### TASK
Set out exactly every line of the entries below, starting at the line that holds "In the end translated" and stopping after the line that holds "When the sidebar".
**** TASK DATA ****
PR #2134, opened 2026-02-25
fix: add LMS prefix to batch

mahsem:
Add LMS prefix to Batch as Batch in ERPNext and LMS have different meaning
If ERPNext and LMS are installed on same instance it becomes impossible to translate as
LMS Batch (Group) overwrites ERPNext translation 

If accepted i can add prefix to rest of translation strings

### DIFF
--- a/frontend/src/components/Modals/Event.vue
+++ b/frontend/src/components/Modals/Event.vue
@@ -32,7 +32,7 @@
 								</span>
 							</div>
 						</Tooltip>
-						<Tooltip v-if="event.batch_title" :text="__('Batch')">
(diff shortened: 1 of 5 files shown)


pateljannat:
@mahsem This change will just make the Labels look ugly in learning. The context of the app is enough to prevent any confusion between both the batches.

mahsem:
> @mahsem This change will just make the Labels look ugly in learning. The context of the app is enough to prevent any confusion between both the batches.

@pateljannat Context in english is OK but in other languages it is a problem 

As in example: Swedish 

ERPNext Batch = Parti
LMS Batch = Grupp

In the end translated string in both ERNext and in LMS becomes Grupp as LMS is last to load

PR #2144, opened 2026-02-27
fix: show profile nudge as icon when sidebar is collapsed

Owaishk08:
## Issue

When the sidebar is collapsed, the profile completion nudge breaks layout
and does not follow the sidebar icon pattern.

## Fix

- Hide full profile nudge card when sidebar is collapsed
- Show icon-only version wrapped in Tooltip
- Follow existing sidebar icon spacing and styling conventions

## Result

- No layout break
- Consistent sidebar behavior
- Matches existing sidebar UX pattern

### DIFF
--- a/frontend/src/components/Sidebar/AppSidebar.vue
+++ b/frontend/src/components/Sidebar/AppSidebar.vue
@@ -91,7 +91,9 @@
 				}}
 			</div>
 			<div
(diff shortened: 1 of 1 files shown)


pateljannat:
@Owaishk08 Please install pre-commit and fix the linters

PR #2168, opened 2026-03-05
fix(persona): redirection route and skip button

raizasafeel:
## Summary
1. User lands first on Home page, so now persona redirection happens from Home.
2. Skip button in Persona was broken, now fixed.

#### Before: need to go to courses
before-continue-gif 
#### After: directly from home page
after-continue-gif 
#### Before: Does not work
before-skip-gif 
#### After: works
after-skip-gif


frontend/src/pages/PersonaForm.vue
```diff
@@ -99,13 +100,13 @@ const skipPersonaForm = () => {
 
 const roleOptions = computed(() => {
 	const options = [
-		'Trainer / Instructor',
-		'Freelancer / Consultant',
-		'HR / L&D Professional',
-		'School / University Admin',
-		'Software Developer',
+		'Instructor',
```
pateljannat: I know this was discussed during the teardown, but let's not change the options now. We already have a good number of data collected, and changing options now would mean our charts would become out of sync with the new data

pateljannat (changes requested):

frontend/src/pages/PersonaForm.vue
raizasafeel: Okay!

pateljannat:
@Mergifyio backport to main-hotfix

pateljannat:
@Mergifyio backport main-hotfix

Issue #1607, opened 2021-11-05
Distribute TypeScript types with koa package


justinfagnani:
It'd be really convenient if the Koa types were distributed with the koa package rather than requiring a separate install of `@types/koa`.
****
### REPLY TO THE TASK
In the end translated string in both ERNext and in LMS becomes Grupp as LMS is last to load

PR #2144, opened 2026-02-27
fix: show profile nudge as icon when sidebar is collapsed

Owaishk08:
## Issue

When the sidebar is collapsed, the profile completion nudge breaks layout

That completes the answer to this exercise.